▶ _WORK ITEM_
Using the records below, output the stretch that opens with the line containing "Made changes to" and closes with the line containing "Instead of assuming", exactly and including both lines, with nothing more.

▶ _RECORDS PROVIDED_
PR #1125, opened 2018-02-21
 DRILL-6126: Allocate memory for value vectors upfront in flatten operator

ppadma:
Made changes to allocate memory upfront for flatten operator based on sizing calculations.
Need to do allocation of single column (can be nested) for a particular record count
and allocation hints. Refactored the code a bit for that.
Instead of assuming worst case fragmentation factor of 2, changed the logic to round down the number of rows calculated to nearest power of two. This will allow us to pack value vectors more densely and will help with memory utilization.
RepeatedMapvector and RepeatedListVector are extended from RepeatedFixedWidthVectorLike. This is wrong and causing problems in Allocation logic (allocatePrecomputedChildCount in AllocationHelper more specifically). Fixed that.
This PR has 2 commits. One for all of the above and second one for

▶ _SOLUTION TO THIS PROBLEM_
Made changes to allocate memory upfront for flatten operator based on sizing calculations.
Need to do allocation of single column (can be nested) for a particular record count
and allocation hints. Refactored the code a bit for that.
Instead of assuming worst case fragmentation factor of 2, changed the logic to round down the number of rows calculated to nearest power of two. This will allow us to pack value vectors more densely and will help with memory utilization.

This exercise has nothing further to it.